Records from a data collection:
PR #993, opened 2023-10-05
Fix searching by special chars in data sources

annakhm:
For data sources that rely on search API, functionality was broken when searched string contained special characters. This change fixes the issue by escaping special characters according to search API spec.


wsquan171 (approved):
LGTM

PR #994, opened 2023-10-06
Avoid applying lisence on every init

annakhm:
Previous code assumed GetChange SDK routine works for provider attributes, which it doesn't (provider attributes are not stored in state).
In order to avoid reapplying licenses on every init, this change pulls license keys from backend and only applies/removes the diff.

### DIFF
--- a/nsxt/provider.go
+++ b/nsxt/provider.go
@@ -34,12 +34,6 @@ import (
 
 var defaultRetryOnStatusCodes = []int{400, 409, 429, 500, 503, 504}
 
-// Struct to keep track of changes in schema List
-type listDiff struct {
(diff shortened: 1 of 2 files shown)


ksamoray:
Do we support a case where a user adds a license via UI? I think that in this case, this license will be removed.

annakhm:
> Do we support a case where a user adds a license via UI? I think that in this case, this license will be removed.

Good point Kobi. I was contemplating doing nothing if license is not specified. This will cause an issue when removing licenses that were specified earlier..

ksamoray (approved):
LGTM. Maybe the removal note should be more visible?

PR #997, opened 2023-10-10
On read, extract sensitive data from state

ksamoray:
NSX does not return sensitive data (e.g passwords) on GET operation, and therefore TF detects a diff.
But as the schema.Resource object contains the credentials from the state, we can keep these intact and then the value will remain as is and stored again in the state.
This is relevant to the transport_node resource as it contains multiple password attributes, which are as of now placed in empty maps during read - hence state values are ignored.

### DIFF
--- a/nsxt/resource_nsxt_transport_node.go
+++ b/nsxt/resource_nsxt_transport_node.go
@@ -1596,42 +1596,48 @@ func setNodeDeploymentInfoInSchema(d *schema.ResourceData, info *data.StructValu
 		return errs[0]
 	}
 	node := base.(model.Node)
-	elem := make(map[string]interface{})
+	var elem map[string]interface{}
 
-	// Set base object attributes
-	elem["external_id"] = node.ExternalId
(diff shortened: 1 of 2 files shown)


nsxt/resource_nsxt_transport_node.go
```diff
@@ -1596,68 +1596,94 @@ func setNodeDeploymentInfoInSchema(d *schema.ResourceData, info *data.StructValu
...
 	switch nodeType {
 	case model.Node__TYPE_IDENTIFIER:
-		d.Set("node", []map[string]interface{}{elem})
-
+		elems := d.Get("node").([]interface{})
+		elem = elems[0].(map[string]interface{})
+		d.Set("node", []interface{}{elem})
 	case model.EdgeNode__TYPE_IDENTIFIER:
+		elems := d.Get("edge_node").([]interface{})
+		elem = elems[0].(map[string]interface{})
```
annakhm, line 1610: This might not be present (and crush) with `import` command

annakhm (approved):

PR #1001, opened 2023-10-16
Validate rule sequence numbers on create only

annakhm:
Since sequence number is Computed in rule, bad sequence numbers may be stuck in state as a result of configurations with previous provider version.
Rather than throwing an error, the provider will auto-correct the sequence number while also logging this event.
For create flow, we leave sequence number validation since state for new object is clean.


wsquan171 (approved):
One nit otherwise lgtm

PR #1004, opened 2023-10-19
Fix release header template

wsquan171:
This PR is to fix the broken release note header rendering since [v3.2.0](https://github.com/vmware/terraform-provider-nsxt/releases/tag/v3.2.0), due to the command line option in `goreleaser` changed from `--release-header` to `--release-header-tmpl`, where the prior one is now treated as a static file.

Also addresses the following nits in our release action:
- Bumps `ghaction-import-gpg` action to latest to address deprecation warnings of `save-state` and `set-output`
- Uses `--clean` instead of `--rm-dist` per https://goreleaser.com/deprecations/#-rm-dist
- Sets job content write permission per guideline

Takes care of regex quoting of several instances as previously not being captured by PR golang lint jobs.

Testing done:
- Action run under personal repo: https://github.com/wsquan171/terraform-provider-nsxt/actions/runs/6567984764
- Release generated from ^ run: https://github.com/wsquan171/terraform-provider-nsxt/releases/tag/v0.0.2

### DIFF
--- a/.github/workflows/release.yml
+++ b/.github/workflows/release.yml
@@ -4,6 +4,10 @@ on:
   push:
     tags:
       - 'v*'
+
+permissions:
+  contents: write
+
 jobs:
   goreleaser:
     runs-on: ubuntu-latest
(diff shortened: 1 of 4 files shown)


annakhm:
Thanks, releaser changes LGTM, but what is the motivation for changing regex quotes?

annakhm (approved):

PR #1007, opened 2023-10-20
Clarify documentation on sequence number in rules

annakhm:


website/docs/r/policy_intrusion_service_policy.html.markdown
```diff
@@ -85,7 +85,7 @@ In addition to arguments listed above, the following attributes are exported:
 * `rule`:
   * `revision` - Indicates current revision number of the object as seen by NSX-T API server. This attribute can be useful for debugging.
   * `path` - The NSX policy path for this rule.
-  * `sequence_number` - Sequence number of the this rule, is defined by order of rules in the list.
+  * `sequence_number` - Sequence number for this rule, as defined by order of rules in the list.
```
ksamoray, line 88: Why removed "as defined by order of rules in the list" on lines 172, 190 but left here?

annakhm: Here `sequence_number` is read only attribute, so it is only dictated by rule order. In gateway policy and security policy you can specify `sequence_number`

GraysonWu (approved):
LGTM

PR #2316, opened 2026-09-06
Expand unit test coverage for the cache layer and realization polling

ksamoray:
cache_test.go's tests predated the unittest tag convention and were named
outside the TestMock*Nsxt*/TestUnitNsxt_* pattern that `make test-unit` (and
CI) filters on via -run, so they never actually executed as part of the
tracked unit test suite. Tag the file `//go:build unittest` and rename its
tests to TestUnitNsxt_* so they're finally counted.

Add nsxt/cache_unit_test.go covering the cache.go helpers that were still at
0%: query-string/query-key construction, the per-type/per-query cache
buckets (hit, miss-and-populate, and post-write-bypass paths) including the
composite gateway-policy/security-policy + rule merge, tag stripping and
provider-managed-tag patching, and TryCacheRead/CacheAwareResourceRead/
cacheAwareDataSourceReadByID end to end using the existing cliQueryClient
stub pattern from policy_search_unit_test.go.

Also add coverage for nsxtPolicyWaitForRealizationStateConf (policy_utils.go),
reusing the existing realization-info mock helper to exercise its Refresh
closure (found, not-yet-realized, and error cases).

Package coverage under `go test ./nsxt -tags=unittest -run='^(TestMock.*Nsxt.*|TestUnitNsxt_.*)' -coverpkg=./nsxt`
moves from 74.0% to 74.8%, with cache.go itself going from mostly-0% to
75-100% coverage across nearly every function.


yuanyouyao (approved):
Approve / LGTM. This PR completes the unit test coverage suite for the caching layer with high precision and zero regressions.

PR #2317, opened 2026-09-07
Document reserved tracking tag in caching guide

yuanyouyao:
Add an explicit warning and troubleshooting entry to the in-memory caching guide regarding the reserved 'nsx-tf/tf-run-id' tag scope.

In config_scope mode, the provider automatically injects and filters this tracking tag on NSX objects for Search API scoping, while intentionally stripping it from Terraform state upon read to prevent internal metadata from polluting user state files.

Manually specifying 'nsx-tf/tf-run-id' in HCL tag blocks creates an unresolved mismatch against the stripped state, causing persistent plan drift on subsequent runs. Explicitly document this limitation.


ksamoray (approved):
LGTM

PR #2319, opened 2026-09-07
Fix two terraform-cache-brownfield regressions in the resource cache

ksamoray:
terraform-cache-brownfield started failing after passing consistently,
across two unrelated bugs surfaced by config_scope cache mode:

1. IpAddressPoolStaticSubnet/IpAddressPoolBlockSubnet permanently
   bypassed the cache on every read. CacheAwareResourceRead has a
   shortIDBypass safety net: for path-indexed resource types, if the
   resourceID passed in doesn't contain "/", the cache is skipped
   entirely in favor of a direct GET, since a short id may not be
   unique across the project-wide search scope these types share.
   Both resources' Read functions unconditionally used the short
   d.Id() as that key instead of preferring d.Get("path") (populated
   since the prior Create) the way every other path-indexed resource
   does, so shortIDBypass fired on every single read, permanently.

   Fix: prefer d.Get("path"), falling back to d.Id() only when path
   isn't set yet (Create-then-Read within the same apply, or import) —
   matching the existing pattern already used by e.g. Service,
   SegmentPort, and PolicyNatRule.

2. GatewayPolicy, SecurityPolicy, and VpcGroup silently wiped their
   provider-managed cache tracking tag (scope="nsx-tf/tf-run-id") on
   every Update, including a bare description change with no config
   drift on tags. Their Create/Update seeds Terraform state's "tag"
   attribute with the merged (user + provider-managed) tag list
   immediately before building the outgoing NSX PATCH payload from
   that same state — the only way the shared build-and-patch helpers
   pick up the provider-managed tag for the payload. That seed used
   initPolicyTagsSet, which filters the provider-managed tag out — a
   filter added so Read never leaks the tag into state — silently
   defeating the seed before the payload was ever built. Every Update
   sent an empty tag list, and the Read that immediately follows
   caught the tag missing and re-patched it — a spurious extra write
   on every steady-state apply.

   Fix: add initPolicyTagsSetForOutgoingPatch, the same conversion
   without the filter, for this one seed-before-build-and-patch use
   across all 8 call sites (gateway policy, security policy, VPC
   gateway policy, VPC group; Create and Update). The tag actually
   persisted to Terraform state is unaffected — each CRUD function's
   own trailing Read still overwrites "tag" via setPolicyTagsInSchema,
   which filters correctly for that purpose.

Both fixes include a mock-based regression test that fails against
the pre-fix code and passes with the fix.

### DIFF
--- a/nsxt/policy_utils.go
+++ b/nsxt/policy_utils.go
@@ -143,6 +143,28 @@ func initPolicyTagsSet(tags []model.Tag) []map[string]interface{} {
 	return tagList
 }
 
+// initPolicyTagsSetForOutgoingPatch is initPolicyTagsSet without the provider-managed-tag
+// filter. GatewayPolicy/SecurityPolicy/VpcGroup's Create and Update seed d's "tag" attribute
+// with getPolicyTagsWithProviderManagedDefaults(d, m) immediately before building the NSX
+// PATCH payload from schema (via getValidatedTagsFromSchema, which just reads d.Get("tag")) —
+// the only way those resources' shared build-and-patch helpers pick up the provider-managed
+// tag for the outgoing payload. Using the filtered initPolicyTagsSet here silently strips the
+// tag right back out before that read ever happens, so every Update (e.g. a plain description
+// change) wipes the tag from the object, only for the next Read's cache-aware tag-check to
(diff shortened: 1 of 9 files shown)


yuanyouyao (approved):
LGTM

PR #2320, opened 2026-09-07
Expand unit test coverage to 81% across idps, gateway, and LB resources

ksamoray:
The idps data sources (cluster_config, custom_signature, settings,
signature_diff, signature_version, system_signatures) and two idps resources
called SDK client constructors directly instead of through the package's
injectable cliXClient var pattern, which is what makes gomock-based unit
testing possible elsewhere in this codebase. Wire them through injectable
vars (reusing two that already existed) and add mocked test coverage for
the previously-untestable read/list paths.

Also fix 8 test functions (5 pre-existing, 3 introduced in this PR) named
TestMock<Foo> without "Nsxt" in the name, so they never matched
`-run='^(TestMock.*Nsxt.*|TestUnitNsxt_.*)'` and silently never ran in
`make test-unit` or CI despite passing when invoked directly.

Add CRUD, error-path, and pure schema-conversion test coverage across the
package's largest remaining gaps: lb_virtual_server, edge_transport_node
(policy and manager variants), tier0_gateway(_interface), tier1_gateway(_interface),
domain, project, service, transit_gateway, lb_pool, predefined_gateway_policy,
predefined_security_policy, nat_rule, ipsec_vpn_service/session,
ip_pool_static_subnet, role_binding, virtual_network_appliance,
dhcp_v4_static_binding, bgp_neighbor, ospf_area, gateway_policy_rule,
l2_vpn_session, static_route, edge_cluster, and the shared
segment_common/segment_port_common helpers.

Note on the coverage number: this project's `go.mod` pins `go 1.26.6`, which
is what CI's `actions/setup-go` (via `go-version-file: go.mod`) actually
builds and tests with. A newer local Go toolchain (e.g. 1.27.x) counts
statements more granularly and will report a noticeably higher, non-comparable
percentage for the identical code — always measure against go.mod's pinned
version when validating this number locally.

### DIFF
--- a/nsxt/data_source_nsxt_policy_idps_cluster_config.go
+++ b/nsxt/data_source_nsxt_policy_idps_cluster_config.go
@@ -9,7 +9,6 @@ import (
 	"strings"
 
 	"github.com/hashicorp/terraform-plugin-sdk/v2/helper/schema"
-	"github.com/vmware/vsphere-automation-sdk-go/services/nsxt/infra/settings/firewall/security/intrusion_services"
 	"github.com/vmware/vsphere-automation-sdk-go/services/nsxt/model"
 )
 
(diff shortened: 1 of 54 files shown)


yuanyouyao (approved):
Approve / LGTM. PR #2320 significantly strengthens test coverage and confidence across the provider's most critical resources while strictly adhering to the repository's mocking conventions.

PR #2328, opened 2026-09-10
Fix orphaned NSX allocation on IP realization failure (branch_3122)

ksamoray:
Cherry-pick of #2303 onto `branch_3122`.

## Summary
- `resourceNsxtPolicyIPAddressAllocationCreate` waits for realization when `allocation_ip` is unset, and on failure tried to clean up the already-created NSX object via `resourceNsxtPolicyIPAddressAllocationDelete(d, m)`. That function reads `d.Id()`, but the ID is only set on success — so on failure the cleanup silently no-op'd on an empty ID, leaking the IP allocation on NSX Manager with no corresponding Terraform state.
- Fix: temporarily set `d.SetId(id)` so the real delete path (including its cache invalidation) can be reused for cleanup, then clear the ID again before returning the original error so `Create` still correctly reports nothing was created.
- The `_poolExhausted` acceptance test uses an auto-generated `nsx_id` on the second allocation, matching the common case and the reported customer scenario.

Note: this branch predates the gomock-based unit test infrastructure (`go.uber.org/mock`, `mocks/infra/...`), so the unit test coverage added in #2303 isn't included here — only the production fix and the acceptance test.

## Test plan
- [x] `go build ./...`
- [x] Acceptance test passes against a live NSX appliance, confirming no orphaned allocation is left behind on create failure

### DIFF
--- a/nsxt/resource_nsxt_policy_ip_address_allocation.go
+++ b/nsxt/resource_nsxt_policy_ip_address_allocation.go
@@ -138,9 +138,7 @@ func resourceNsxtPolicyIPAddressAllocationCreate(d *schema.ResourceData, m inter
 		stateConf := nsxtPolicyWaitForRealizationStateConf(connector, d, *obj.Path, timeout)
 		entity, err := stateConf.WaitForState()
 		if err != nil {
-			// Clean up NSX allocation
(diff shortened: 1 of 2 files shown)


salv-orlando (approved):
LGTM

PR #2332, opened 2026-09-14
Mark quotas as computed in nsxt_vpc schema

yuanyouyao:
Add Computed: true to the quotas attribute definition in the nsxt_vpc resource schema.

When nsxt_vpc is created without specifying quotas in configuration, metadata.StructToSchema assigns an empty slice [] when reading the resource state from the NSX API (as Limits is nil). Because quotas was previously defined with Optional: true only, Terraform Core treated the attribute as unset (null) upon creation, resulting in state drift (+ quotas = []) during subsequent refresh or refresh-only plans.

Marking quotas as computed allows Terraform to reconcile the empty slice default without detecting unexpected drift.


yuanyouyao:
FVT test has passed,
+--------------+------------------------------+--------+------------+---------+
| Test Case ID |    Description/Test Name     | Result | Comment(s) |  Owner  |
+--------------+------------------------------+--------+------------+---------+
|      -       | test_cache_context_id_change | Passed |            | Unknown |
+--------------+------------------------------+--------+------------+---------+

salv-orlando (approved):
LGTM

PR #2333, opened 2026-09-14
Fix parallel acceptance test collisions on shared/singleton NSX objects

ksamoray:
## Summary

Two related CI flakes, both caused by acceptance tests running via `resource.ParallelTest` against a resource that NSX only allows one of per shared scope:

- **DNS service**: NSX allows only one DNS service per project. Every DNS zone/rule/record/record-auto-config/service acceptance test creates its own project-scoped `nsxt_policy_dns_service`, and running them concurrently raced and failed with "Only one DNS service per project is allowed" (code 641147).
- **VPC service endpoint**: NSX auto-manages a single `_services` subnet per VPC to host all `nsxt_vpc_service_endpoint` resources, creating it on first use and marking it for deletion once the last endpoint is removed. Tests that create a service endpoint ran against the same shared CI VPC, so one test's destroy could mark `_services` for deletion while another test's create raced it, failing with "is marked for deletion... wait for the purge cycle" (code 500045).

Both are fixed the same way: switch the affected tests from `resource.ParallelTest` to `resource.Test`, matching the existing convention already used in this repo for other NSX singleton constraints (LDAP identity source, proxy config).

## Test plan

- [x] `go build ./...` and `go vet ./nsxt/...` pass
- [ ] Live re-run of the affected tests against the shared CI VPC/project to confirm no more collisions (requires live NSX/CI environment)


yuanyouyao (approved):
please check the failing check. Others LGTM.

PR #2335, opened 2026-09-14
Add nsxt_policy_dns_record_auto_config data source

ksamoray:
Adds a search-API-based data source for looking up existing DNS record auto configs by id or display_name within a project. Includes acceptance test coverage combined with the existing resource test, and unit test coverage using the mocked search client.


nsxt/data_source_nsxt_policy_dns_record_auto_config.go
```diff
@@ -0,0 +1,32 @@
...
+// The term "Broadcom" refers to Broadcom Inc. and/or its subsidiaries.
+// SPDX-License-Identifier: MPL-2.0
+
+package nsxt
+
+import (
+	"github.com/hashicorp/terraform-plugin-sdk/v2/helper/schema"
+)
+
+func dataSourceNsxtPolicyDnsRecordAutoConfig() *schema.Resource {
```
salv-orlando, line 11: If I am not mistaken no other resource references dns_record_auto_config, ie: the path we will fetch with the data source cannot be used in any other resource.

If this is correct then either: this data source is meaningless - besides maybe troubleshooting, or we also make available other attributes like `ip_block_path, a_record_zone_path, ptr_record_zone_path` which might be used in other resources.

ksamoray: I don't think that this will be useful, I'll close this.

PR #2339, opened 2026-09-14
Add nsxt_policy_project_centralized_network_attachment data source

ksamoray:
Adds a search-API-based data source for looking up existing project centralized network attachments by id or display_name within a project. Includes acceptance test coverage combined with the existing resource test, and unit test coverage using the mocked search client.


salv-orlando (commented):
Looks good, but then for consistency should we also add a data source for the TGW attachment?

ksamoray:
> Looks good, but then for consistency should we also add a data source for the TGW attachment?

Makes sense

salv-orlando (approved):
LGTM

PR #2341, opened 2026-09-14
Add nsxt_policy_transit_gateway_bgp_neighbor data source

ksamoray:
Adds a search-API-based data source for looking up existing transit gateway BGP neighbors by id or display_name, scoped to a required parent Transit Gateway path (the underlying BgpNeighborConfig type is shared with Tier-0/Tier-1 gateways, so scoping is required).

The resource had no acceptance test file, so this also adds one (TestAccResourceNsxtPolicyTransitGatewayBgpNeighbor_basic/importBasic) covering the resource itself plus the new data source in the same config. Also adds unit test coverage for the data source using the mocked search client.


ksamoray:
Closing, as this might not have a good use case

PR #2342, opened 2026-09-14
Add nsxt_policy_transit_gateway_community_list data source

ksamoray:
Adds a search-API-based data source for looking up existing transit gateway community lists by id or display_name, scoped to a required parent Transit Gateway path (the underlying CommunityList type is shared with Tier-0 gateway community lists, so scoping is required). Includes acceptance test coverage combined with the existing resource test, and unit test coverage using the mocked search client.


ksamoray:
No good use case for this datasource. Closing

PR #2344, opened 2026-09-14
Add nsxt_policy_transit_gateway_route_map data source

ksamoray:
Adds a search-API-based data source for looking up existing transit gateway route maps by id or display_name, scoped to a required parent Transit Gateway path. Includes acceptance test coverage combined with the existing resource test, and unit test coverage using the mocked search client.


salv-orlando (approved):
LGTM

Work task:
Set down, exactly as they appear, the lines above from the first one to the line that holds "Previous code assumed", both included, please, and no others.

Task solution:
PR #993, opened 2023-10-05
Fix searching by special chars in data sources

annakhm:
For data sources that rely on search API, functionality was broken when searched string contained special characters. This change fixes the issue by escaping special characters according to search API spec.


wsquan171 (approved):
LGTM

PR #994, opened 2023-10-06
Avoid applying lisence on every init

annakhm:
Previous code assumed GetChange SDK routine works for provider attributes, which it doesn't (provider attributes are not stored in state).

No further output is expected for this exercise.